This project looks at the New York State Parole Board Interview Data for 2012-2013 combined with the conviction data for each of the inmates. It tries to analyze whether there could be a connection between the given variables with the parole board information and the parole board decisions. This is a work in progress as the data set is quite complex.
####Cleaning First as the data was rather unruly, it was necessary to to clean the data up to a usable format. I needed to take out all the redundant rows of information once the two data sets of parole board and conviction data were merged. Then I had to rename a lot of the variables to a more usable and understandable format.
####Initial Analysis With initial analysis, it was necessary to look at a summary of each variable. In order to do this, I had to convert each one to a factor. Once this was done, I realized that I had another issue: duplicated data. Because this data set contained all the interview dates of the past two years, some people were on the list multiple times, so it was necessary for me to go through the data and look for the most recent interview date and take out the rest.

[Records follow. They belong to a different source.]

PR #3577, opened 2026-08-20
(release/25.0) Fix use-after-free caused by duplicate glyphs in one glyphset

metux:
Backport of [#3577](https://github.com/X11Libre/xserver/pull/3577) (master)

   instead of inserting B

was cleared out this crashes.

freed before A is freed.

Closes: #1881

### DIFF
--- a/render/glyph.c
+++ b/render/glyph.c
@@ -270,7 +270,7 @@ FreeGlyph(GlyphPtr glyph, int format)
         gr = FindGlyphRef(&globalGlyphs[format], signature, TRUE, glyph->sha1);
         if (gr - globalGlyphs[format].table != first)
             DuplicateRef(glyph, "Found wrong one");
-        if (gr && gr->glyph && gr->glyph != DeletedGlyph) {
+        if (gr && gr->glyph == glyph) {
             gr->glyph = DeletedGlyph;
             gr->signature = 0;
             globalGlyphs[format].tableEntries--;


metux:

Correct and well-explained fix for a use-after-free in glyph deduplication.

The old condition `gr->glyph && gr->glyph != DeletedGlyph` matches any live glyph in the slot — even if it's a different glyph (A) from the one being freed (B). When two glyphs share a sha1 hash, `FreeGlyph(B)` would remove A's `globalGlyphs` entry and decrement `tableEntries`, corrupting the reference count. This cascades into premature cleanup of `globalGlyphs[fdepth]` and a use-after-free crash.

The fix `gr->glyph == glyph` narrows the condition to only touch the entry if it points to the exact glyph being freed. B's `FreeGlyph` no longer touches A's entry — `tableEntries` stays correct, `globalGlyphs` is not cleared early, no crash.

**ABI:** `FreeGlyph` is a `static` function in `render/glyph.c`. Not exported, not referenced by any NVIDIA blob. ABI-safe.

**Backport note:** Targets `release/25.0`. The same fix applies to `release/25.1` and `release/25.2` — the bug is in shared render code.

metux:

Critical correctness fix — no objections.

**What it does:** fixes a use-after-free in `FreeGlyph()` (`render/glyph.c`). The old condition `gr->glyph && gr->glyph != DeletedGlyph` matched any live glyph at a `globalGlyphs` entry — so when two glyphs with the same SHA1 hash (A and B) were in one glyphset, freeing B would erroneously remove As entry from `globalGlyphs`, corrupting `tableEntries` (off-by-one). This led to premature cleanup of the `globalGlyphs[fdepth]` table, causing a use-after-free crash when the surviving glyph was later freed.

The fix tightens the condition to `gr->glyph == glyph` — only remove the entry if its exactly the glyph being freed. One-line change, surgically correct.

**ABI impact:** none. Internal render code, no struct or export changes.

**Backport candidate:** **yes** — use-after-free / crash fix. CVE-worthy if triggerable by a malicious X client (duplicate glyphs in a single glyphset via the Render extension). Likely applies to `release/25.2` and `release/25.1` as well — applicability per branch to be confirmed.

**Verdict:** passes review.

PR #3580, opened 2026-08-20
(release/25.0) security: fix buffer overflows in winprefs.c

metux:
Backport of [#3580](https://github.com/X11Libre/xserver/pull/3580) (master)

- LoadImageComma: dynamically allocate buffer based on path lengths instead of fixed-size stack buffer
- LoadPreferences: use snprintf to avoid overflow when constructing ~/.XWinrc path

### DIFF
--- a/hw/xwin/winprefs.c
+++ b/hw/xwin/winprefs.c
@@ -514,12 +514,21 @@ LoadImageComma(char *fname, char *iconDirectory, int sx, int sy, int flags)
                           MAKEINTRESOURCE(i), IMAGE_ICON, sx, sy, flags);
     }
     else {
-        char *file = calloc(1, PATH_MAX + NAME_MAX + 2);
+        size_t len_icon = 0, len_fname = strlen(fname);
+        size_t needed;
+        char *file;
 
+        if (iconDirectory)
+            len_icon = strlen(iconDirectory);
+        needed = len_icon;
+        if (len_icon > 0 && iconDirectory[len_icon - 1] != '\\')
+            needed++;  // space for backslash
+        needed += len_fname + 1; // +1 for null terminator
+
+        file = malloc(needed);
         if (!file)
             return NULL;
-
-        file[0] = 0;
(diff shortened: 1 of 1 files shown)


metux:
## Review: security: fix buffer overflows in winprefs.c

Two buffer overflow fixes in the XWin preferences loader.

### Code review (1 file, +20/-12)

**1. `LoadImageComma` — dynamic allocation**

Old code: `calloc(1, PATH_MAX + NAME_MAX + 2)` — fixed stack-like buffer. If the combined `iconDirectory + "\\" + fname` exceeded this, `strcat` would overflow.

New code: computes exact `needed = len_icon + (needsseparator) + len_fname + 1`, then `malloc(needed)`. The backslash-insertion logic is also simplified (single condition instead of nested `if`s). The `calloc` → `malloc` change is fine since `file[0] = '\0'` is done explicitly afterward.

One minor note: `file[strlen(file) - 1] != '\\'` at line 539 — at this point `file` is always `iconDirectory` (just `strcpy`'d), so `strlen(file)` equals `len_icon`. The check is correct but slightly indirect. Not a bug.

**2. `LoadPreferences` — snprintf overflow check**

Old code: `strcpy(fname, home); strcat(fname, "/"); strcat(fname, ".XWinrc")` — no bounds check, overflows if `HOME` is too long for the `fname` buffer.

New code: `snprintf(fname, sizeof(fname), "%s/.XWinrc", home)` with `>= sizeof(fname)` overflow detection. Logs an error and skips the file. Correct.

### Checklist

- **Driver ABI:** No impact — XWin-internal.
- **Security:** Fixes two buffer overflows (stack-based in `LoadImageComma`, stack buffer in `LoadPreferences`). Both are exploitable via long `HOME` or long icon paths. **Backport candidate** for all active release lines. Already on `release/25.0`.

### Verdict

**Passed.** Clean security hardening. Both fixes replace unsafe fixed-size buffer operations with properly bounded alternatives.

PR #3581, opened 2026-08-20
(release/25.1) kdrive: Don't fixup the cursor position twice in KdCursorOffScreen

metux:
the new screen.

supposed to be.

Reproducer:

### DIFF
--- a/hw/kdrive/src/kinput.c
+++ b/hw/kdrive/src/kinput.c
@@ -2181,12 +2181,12 @@ KdCursorOffScreen(ScreenPtr *ppScreen, int *x, int *y)
 
     if (*x < 0)
         *x += pNewScreen->width;
+    else if (*x >= pScreen->width)
+        *x -= pScreen->width;
+
     if (*y < 0)
         *y += pNewScreen->height;
-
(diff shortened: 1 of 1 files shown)


metux:

Same fix as PR #3562 (master), now on `release/25.1`. Adds `else` branches so the x/y adjustments in `KdCursorOffScreen` are mutually exclusive. The old code applied both `*x += newWidth` and `*x -= oldWidth` unconditionally, causing incorrect cursor placement when moving between screens of different sizes.

### Code review (1 file, +4/-4)

- Restructures the four `if` blocks into two `if/else if` pairs (one for x, one for y). Correct.
- No behavioral change on non-overlapping cases (where only one branch fires).
- Prevents double-adjustment when both conditions are true (e.g. cursor off-screen on both axes in a specific configuration).

### Checklist

- **Security:** Not a security issue — cursor positioning correctness.
- **Backport:** Already on `release/25.1`. Same fix exists on master (#3562) and should also go to `release/25.0` — maintainer decides.

### Verdict

**Passed.** Identical to the master fix (#3562). Clean, correct.

PR #3582, opened 2026-08-20
(release/25.1) randr: Set the legacy RandR size range to include rotations

metux:

Currently, the legacy RandR `GetInfo` path for X servers and drivers

```
```

### DIFF
--- a/randr/rrinfo.c
+++ b/randr/rrinfo.c
@@ -81,8 +81,8 @@ RRScanOldConfig(ScreenPtr pScreen, Rotation rotations)
     RRCrtcPtr crtc;
     RRModePtr mode, newMode = NULL;
     int i;
-    CARD16 minWidth = MAXSHORT, minHeight = MAXSHORT;
-    CARD16 maxWidth = 0, maxHeight = 0;
+    CARD16 minSize = MAXSHORT;
+    CARD16 maxSize = 0;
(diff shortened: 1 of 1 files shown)


metux:
## Review: randr: Set the legacy RandR size range to include rotations

Same fix as PR #3563 (master), now on `release/25.1`. Replaces separate `minWidth`/`minHeight`/`maxWidth`/`maxHeight` tracking with a single `minSize`/`maxSize` that covers both dimensions, then passes `RRScreenSetSizeRange(minSize, minSize, maxSize, maxSize)`. This allows rotated modes (e.g. 1400×1050 → 1050×1400) to fall within the allowed range.

### Code review (1 file, +16/-11)

- Replaces four variables with two. The loop now updates `minSize`/`maxSize` from both `width` and `height`. Correct.
- The comment explaining the rationale is clear and includes a concrete example.
- Affects Xephyr and any driver using `RRRegisterSize`.

### Checklist

- **Driver ABI:** No impact — RandR-internal.
- **Security:** Not a security issue — rotation correctness.
- **Backport:** Already on `release/25.1`. Same fix exists on master (#3563). Should also go to `release/25.0` — maintainer decides.

### Verdict

**Passed.** Identical to the master fix (#3563). Clean, correct.

PR #3591, opened 2026-08-20
(release/25.1) fb: Don't widen the planemask over padding bits when ROOTLESS_SAFEALPHA is set

metux:


metux:

Identical cherry-pick of PR #3555 (already reviewed and merged on `master`). Same diff, same author, same XQuartz alpha-corruption fix. `fbValidateGC` — no ABI impact (not referenced by any NVIDIA blob, static function context). Correct for `release/25.1`.

PR #3593, opened 2026-08-20
(release/25.1) rootless: Fix two region leaks

metux:
Backport of [#3558](https://github.com/X11Libre/xserver/pull/3558) (master)

RootlessEnsureFrame returns without releasing a shaped window's region when the implementation refuses to create the
frame, and RootlessMiValidateTree never releases the exposed region it hands to RootlessComputeClips -- upstream
miValidateTree does.

Both are longstanding.

### DIFF
--- a/miext/rootless/rootlessValTree.c
+++ b/miext/rootless/rootlessValTree.c
@@ -520,6 +520,7 @@ RootlessMiValidateTree(WindowPtr pRoot, /* Parent to validate */
     }
 
     RegionUninit(&childClip);
+    RegionUninit(&exposed);
 
     /* The root is never clipped by its children, so nothing on the root
        is ever exposed by moving or mapping its children. */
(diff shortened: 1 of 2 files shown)


metux:

Two straightforward region leak fixes, both correct:

1. **`RootlessMiValidateTree`**: `exposed` region allocated during the loop was never uninitialized before return. Upstream `miValidateTree` does call `RegionUninit(&exposed)` — this brings rootless in line.

2. **`RootlessEnsureFrame`**: When the implementation refuses to create a frame, the early-return path frees `winRec` but skips `RegionUninit(&shape)` for shaped windows. The fix adds the missing cleanup guarded by `pShape != NULL`.

**ABI:** Both functions are internal to rootless (`miext/rootless/`). Not exported, not referenced by any NVIDIA blob. ABI-safe.

Clean, minimal. Looks good.

PR #1007, opened 2016-02-04
Put chunking back in to address OOM issues

### LINKED ISSUE #1004: Traffic Stats 1.4.0RC0 - Out of memory issues
Traffic Stats 1.4.0 is running out of memory and getting killed.  It appears that Traffic Stats gets an error message back and then stops being able to connect to Traffic Monitor.  Although the logging does not show a smoking gun (need to fix that), my belief is that this has to do with taking out the "chunking" functionality when the client was upgraded.

dneuman64:
this closes #1004


PSUdaemon:
Glad to see chunking return!

dneuman64:
:+1:

PR #1034, opened 2016-02-11
This updates traffic stats to use the new github repo for influxdb (github.com/influxdata)

dneuman64:
The spec file will now build with the master branch of InfluxDb, because I could not getting working with a specific branch due to the github repo moving.  I suspect that once a new tag is created by influxdb we can make this work again.


PSUdaemon:
Someone should tell them to push tags too...

PR #1039, opened 2016-02-11
Traffic Monitor cleanup DataSummary class, add tests for it

trevorackerman:


trevorackerman:
Wicket uses reflection so a lot of this code isn't dead after all.

PR #1052, opened 2016-02-15
Workaround for ORT plugin without params

### LINKED ISSUE #968: ORT: Raw remap text concatenated and plugin verification fails
This feature was working in Traffic Ops 0.53c. Doesn't seem to work after 0.55a.

To apply an ACL on a delivery service, I add the following in the `Raw Remap Text`

`@action=allow @src_ip=192.168.0.0-192.168.0.254`

Although during the processing, the plugin verification seems to fail.

```
Version of this script: 0.55a
WARN Sleeping for 1 seconds: .
ERROR Traffic Ops is signaling that an update is waiting to be applied.
WARN Sleeping for 12 seconds: ............
ERROR Deleting directories older than 1452886674
WARN URL: https://cdn1cdcms01.coxlab.net/genfiles/view/psp6cdatsec05/cache.config returned only the header.
ERROR Package for plugin: cache_range_requests.so@action=allow@src_ip=192.168.0.0-192.168.0.254 is not installed
ERROR Package for plugin: cache_range_requests.so@action=allow@src_ip=192.168.0.0-192.168.0.25 is not installed
ERROR Prereqs failed for remap.config!
ERROR Package for plugin: cache_range_requests.so@action=allow@src_ip=192.168.0.0-192.168.0.254 is not installed
ERROR Package for plugin: cache_range_requests.so@action=allow@src_ip=192.168.0.0-192.168.0.25 is not installed
ERROR Prereqs failed for remap.config!
ERROR Traffic Ops requires an update, but applying the update locally failed. Traffic Ops is not being updated!
```

smalenfant:
Fixes #968. The ORT script has a problem when a plugin doesn’t have
@pparam. This fixes the problem using `cache_range_request` and ACL
(@allow).

@mtorluemke Here's a good one for you.. I checked with @jrushf1239k and his plugin doesn't care about params. This is basically a workaround to ORT parsing.

### DIFF
--- a/traffic_ops/app/lib/UI/ConfigFiles.pm
+++ b/traffic_ops/app/lib/UI/ConfigFiles.pm
@@ -863,7 +863,7 @@ sub remap_dot_config {
 				$mid_remap{ $remap->{org} } .= " \@plugin=cacheurl.so \@pparam=" . $remap->{cacheurl_file};
 			}
 			if ( $remap->{range_request_handling} == 2 ) {
-				$mid_remap{ $remap->{org} } .= " \@plugin=cache_range_requests.so";
+				$mid_remap{ $remap->{org} } .= " \@plugin=cache_range_requests.so \@pparam=none";
 			}
 		}
 		foreach my $key ( keys %mid_remap ) {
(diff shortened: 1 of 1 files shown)


knutsel:
@mtorluemke, @smalenfant - wouldn't it be better to fix the ort script so it works with single plugin and no pparam? (we have the cache_range_request in our config without pparam, but have other remap plugins on the same line, that seems to work...)

smalenfant:
@knutsel It works until you put some `Raw remap text`.  Look at #968.

knutsel:
still, better place to fix is ort script? or am i mistaken?

mtorluemke:
I agree -- ORT is broken and should be fixed.

mtorluemke:
I'll work on fixing ORT for this.

PR #1054, opened 2016-02-15
Add cache type to Traffic Stats and Traffic Monitor; fixes a config file path issue and reduces logging.

elsloo:
…es #1053.

### DIFF
--- a/traffic_stats/traffic_stats.go
+++ b/traffic_stats/traffic_stats.go
@@ -77,8 +77,8 @@ type StartupConfig struct {
 // RunningConfig is used to store runtime configuration for Traffic Stats.  This includes information
 // about caches, cachegroups, health urls, and online InfluxDB servers
 type RunningConfig struct {
-	HealthUrls      map[string]map[string]string // the 1st map key is CDN_name, the second is DsStats or CacheStats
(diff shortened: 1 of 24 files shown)


traffic_stats/traffic_stats.go
```diff
@@ -77,8 +77,8 @@ type StartupConfig struct {
 // RunningConfig is used to store runtime configuration for Traffic Stats.  This includes information
 // about caches, cachegroups, health urls, and online InfluxDB servers
 type RunningConfig struct {
-	HealthUrls      map[string]map[string]string // the 1st map key is CDN_name, the second is DsStats or CacheStats
-	CacheGroupMap   map[string]string            // map hostName to cacheGroup
+	HealthUrls      map[string]map[string]string  // the 1st map key is CDN_name, the second is DsStats or CacheStats
+	CacheMap        map[string]traffic_ops.Server // map hostName to cache
```
PSUdaemon: Consider making this a type?

elsloo: Why would making this a type help?

PSUdaemon: It would be cleaner.

PR #1079, opened 2016-02-19
Change Traffic Ops volume.config to sum to 100%

### LINKED ISSUE #1078: Change Traffic Ops volume.config so percentages to sum to 100%, and add SSD volume support
Currently, volume.config is hard-coded to set each volume to 1%. This seems to work, but the ATS documentation and source suggest they ought to be equally distributed and sum to 100%. Further, setting volumes at 1% requires the volumes be very large, which makes testing and development on small machines difficult.

While we're in the area, we also want to add support for SSD volumes, via `SSD_Volume`,`SSD_Drive_Prefix`, and `SSD_Drive_Letters` parameters, and make the code extensible so adding other volume types in the future is easy.

This is somewhat dangerous and should be thoroughly tested before being put in production. The ATS documentation is somewhat ambiguous, and appearances can be deceiving, especially in C.

robert-butts:
This is moderately dangerous and should be thoroughly tested.
ATS documentation and code suggests volumes should sum to 100%,
and nothing suggests the current 1% setting is the designed
usage. But, changing how ATS perceives volumes is a bit uncertain.

This changes volumes to equally sum to 100%. E.g., two volumes are set
to 50% each. Three volumes are 33% each.

Also:

 - Make Traffic Ops volume.config generation add SSD volume, if
`SSD_Volume`, `SSD_Drive_Prefix`, and `SSD_Drive_Letters` exist.

- Make Traffic Ops storage.config add SSD volume path and number.

Resolves #1078

### DIFF
--- a/traffic_ops/app/lib/UI/ConfigFiles.pm
+++ b/traffic_ops/app/lib/UI/ConfigFiles.pm
@@ -691,26 +691,54 @@ sub generic_config {
 	return $text;
 }
 
-sub volume_dot_config {
-	my $self = shift;
-	my $id   = shift;
-	my $file = shift;
+sub get_num_volumes {
+    my $data = shift;
 
-	my $server = $self->server_data($id);
-	my $data   = $self->param_data( $server, "storage.config" );
-	my $text   = $self->header_comment( $server->host_name );
-	if ( defined( $data->{RAM_Drive_Prefix} ) ) {
-
-		# TODO JvD: More vols??
-		$text .= "# 12M NOTE: This is running with forced volumes - the size is irrelevant\n";
-		$text .= "volume=" . $data->{RAM_Volume} . " scheme=http size=1%\n";
-		$text .= "volume=" . $data->{Disk_Volume} . " scheme=http size=1%\n";
-	}
-	else {
-		$text .= "volume=1 scheme=http size=100%\n";
-	}
-	return $text;
+    my $num            = 0;
+    my @drive_prefixes = qw( Drive_Prefix SSD_Drive_Prefix RAM_Drive_Prefix);
+    foreach my $pre (@drive_prefixes) {
+        if ( exists $data->{$pre} ) {
+            $num++;
+        }
+    }
+    return $num;
 }
+
+sub volume_dot_config_volume_text {
+    my $volume      = shift;
+    my $num_volumes = shift;
+    my $size        = int( 100 / $num_volumes );
+    return "volume=$volume scheme=http size=$size%\n";
+}
+
+sub volume_dot_config {
+    my $self = shift;
+    my $id   = shift;
+    my $file = shift;
+
+    my $server = $self->server_data($id);
+    my $data   = $self->param_data( $server, "storage.config" );
+    my $text   = $self->header_comment( $server->host_name );
+
+    my $num_volumes = get_num_volumes($data);
+
+    $text .=
+"# 12M NOTE: This is running with forced volumes - the size is irrelevant\n";
+    if ( defined( $data->{Drive_Prefix} ) ) {
+        $text .=
+          volume_dot_config_volume_text( $data->{Disk_Volume}, $num_volumes );
+    }
+    if ( defined( $data->{RAM_Drive_Prefix} ) ) {
+        $text .=
+          volume_dot_config_volume_text( $data->{RAM_Volume}, $num_volumes );
+    }
+    if ( defined( $data->{SSD_Drive_Prefix} ) ) {
+        $text .=
+          volume_dot_config_volume_text( $data->{SSD_Volume}, $num_volumes );
+    }
+    return $text;
+}
+
 
 sub hosting_dot_config {
 	my $self = shift;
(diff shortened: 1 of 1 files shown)


traffic_ops/app/lib/UI/ConfigFiles.pm
```diff
@@ -691,25 +691,45 @@ sub generic_config {
...
+
+    my $server = $self->server_data($id);
+    my $data   = $self->param_data( $server, "storage.config" );
+    my $text   = $self->header_comment( $server->host_name );
+
+    # TODO JvD: More vols??
+    my $num_volumes =
+      ( defined( $data->{Drive_Prefix} )     ? 1 : 0 ) +
+      ( defined( $data->{RAM_Drive_Prefix} ) ? 1 : 0 ) +
+      ( defined( $data->{SSD_Drive_Prefix} ) ? 1 : 0 );
```
robert-butts: I wasn't sure if there's a better way to do this

traffic_ops/app/lib/UI/ConfigFiles.pm
```diff
@@ -691,25 +691,45 @@ sub generic_config {
...
+    my $self = shift;
+    my $id   = shift;
+    my $file = shift;
+
+    my $server = $self->server_data($id);
+    my $data   = $self->param_data( $server, "storage.config" );
+    my $text   = $self->header_comment( $server->host_name );
+
+    # TODO JvD: More vols??
+    my $num_volumes =
```
robert-butts: I wasn't sure if there's a better way to do this

traffic_ops/app/lib/UI/ConfigFiles.pm
robert-butts: Wasn't sure if there's a better way to do this

dangogh: perhaps something like this? ```my $numvol = scalar(grep { /Drive_Prefix/ } keys %$data);```
or 
> my $numvol = 0;
> foreach my $k (keys %$data) {
>    if ($k =~ /Drive_Prefix/) {
>       $numvol++;
>    }
> }

traffic_ops/app/lib/UI/ConfigFiles.pm
```diff
@@ -691,25 +691,45 @@ sub generic_config {
...
+      ( defined( $data->{RAM_Drive_Prefix} ) ? 1 : 0 ) +
+      ( defined( $data->{SSD_Drive_Prefix} ) ? 1 : 0 );
+    $text .=
+"# 12M NOTE: This is running with forced volumes - the size is irrelevant\n";
+    if ( defined( $data->{Drive_Prefix} ) ) {
+        text .= volume_dot_config_volume_textlume_text( $data->{Disk_Volume},
+            $num_volumes );
+    }
+    if ( defined( $data->{RAM_Drive_Prefix} ) ) {
+        num $text .=
```
dangogh: I think the ```num $text...``` should give you a syntax error..

traffic_ops/app/lib/UI/ConfigFiles.pm
```diff
@@ -691,25 +691,45 @@ sub generic_config {
...
+          volume_dot_config_volume_text( $data->{RAM_Volume}, $num_volumes );
+    }
+    if ( defined( $data->{SSD_Drive_Prefix} ) ) {
+        num $text .=
```
dangogh: same here

traffic_ops/app/lib/UI/ConfigFiles.pm
```diff
@@ -691,25 +691,45 @@ sub generic_config {
...
+    my $text   = $self->header_comment( $server->host_name );
+
+    # TODO JvD: More vols??
+    my $num_volumes =
+      ( defined( $data->{Drive_Prefix} )     ? 1 : 0 ) +
+      ( defined( $data->{RAM_Drive_Prefix} ) ? 1 : 0 ) +
+      ( defined( $data->{SSD_Drive_Prefix} ) ? 1 : 0 );
+    $text .=
+"# 12M NOTE: This is running with forced volumes - the size is irrelevant\n";
+    if ( defined( $data->{Drive_Prefix} ) ) {
```
dangogh: repeated code here..    should probably just loop ```foreach my $k (keys %$data) { ... }```

traffic_ops/app/lib/UI/ConfigFiles.pm
```diff
@@ -749,38 +769,56 @@ sub hosting_dot_config {
...
+
+    my $server = $self->server_data($id);
+    my $text   = $self->header_comment( $server->host_name );
+    my $data   = $self->param_data( $server, $file );
+
+    my $has_multiple_volumes =
+      ( ( defined( $data->{Drive_Prefix} ) ? 1 : 0 ) +
+          ( defined( $data->{RAM_Drive_Prefix} ) ? 1 : 0 ) +
+          ( defined( $data->{SSD_Drive_Prefix} ) ? 1 : 0 ) ) > 1;
+    if ( defined( $data->{Drive_Prefix} ) ) {
```
dangogh: same comment here re repeated code..

traffic_ops/app/lib/UI/ConfigFiles.pm
```diff
@@ -691,25 +691,45 @@ sub generic_config {
...
-	my $file = shift;
-
-	my $server = $self->server_data($id);
-	my $data   = $self->param_data( $server, "storage.config" );
-	my $text   = $self->header_comment( $server->host_name );
-	if ( defined( $data->{RAM_Drive_Prefix} ) ) {
+sub volume_dot_config_volume_text {
+    my $volume      = shift;
+    my $num_volumes = shift;
+    return
```
dangogh: more readable as ```"volume=$volume scheme=http size=$size%\n"```

robert-butts: That's how I had it before perltidy made it that way.

robert-butts: Ah, no it wasn't, heh. Single string. Done.

traffic_ops/app/lib/UI/ConfigFiles.pm
robert-butts: Hm, if we did that, it would add up other params someone made, e.g `Foo_Drive_Prefix`, or `RAN_Drive_Prefix`. 

We could `grep { /(|RAM|SSD)Drive_Prefix/ }`. That seems hard to read to me, but maybe I'm just not familiar enough with Perl.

Additionally, with the variable fields with dates, I had to go through and make sure that they were in R format. I alos realized that the birthdate column made it difficult to see what the true age of the person was, so I created a new column to look solely at the age of the inmate at the time of the parole board interview.
Also, I was able to look at crime and race up against each other, comparing the two in a mosaic plot. And then after I completed several comparisons, I was able to look at and compare race and crime and who was getting parole. Very interesting data.
####Age The first interesting point came from the data on age of all the individuals coming to the parole board. The data appears to be bo or tri-modal, peaking around middle age (47-53). This could be a group of people with 20-25 years to LIFE sentences who are all hitting the parole baord at the same time. This could also be related to the kind of sentencing 20-25 years ago. This is worth exploring and looking more into.
####Race and Crime What was so interesting about my initial mosaic plots was that most white people are going to the parole board for burglary in the second degree, whereas most black people are going to the parole board for robbery in the second degree. The difference between the two crimes is generally whether force was applied. Robbery means literal taking, whereas burglary generally means the victim is not around for the theft (houses, stores, etc.).
Also when looking at the data for who was getting parole and who wasn't, it appears that in all cases but murder, white people are getting out on parole more than any other race. Looking at who is not getting out on parole, the majority of the inmates are black, and then other races. But this led me to a large analytical problem and error--I need to know exactly what proportion they are of the total population so I can compare like numbers (see further questions).
####Proportions per crime and race I need to look at proportions, not total numbers. This will give a more accurate picture of which race is getting parole per crime the most, or if they are all equal per crime (which is our null hypothesis). For this I need to create several new data sets looking at each crime and then looking closely at the racial proportion per crime.
####Correlations and Regressions I would like to start seeing which variables have the strongest relationships with each other. But this will only come once I create a new column for proportional population.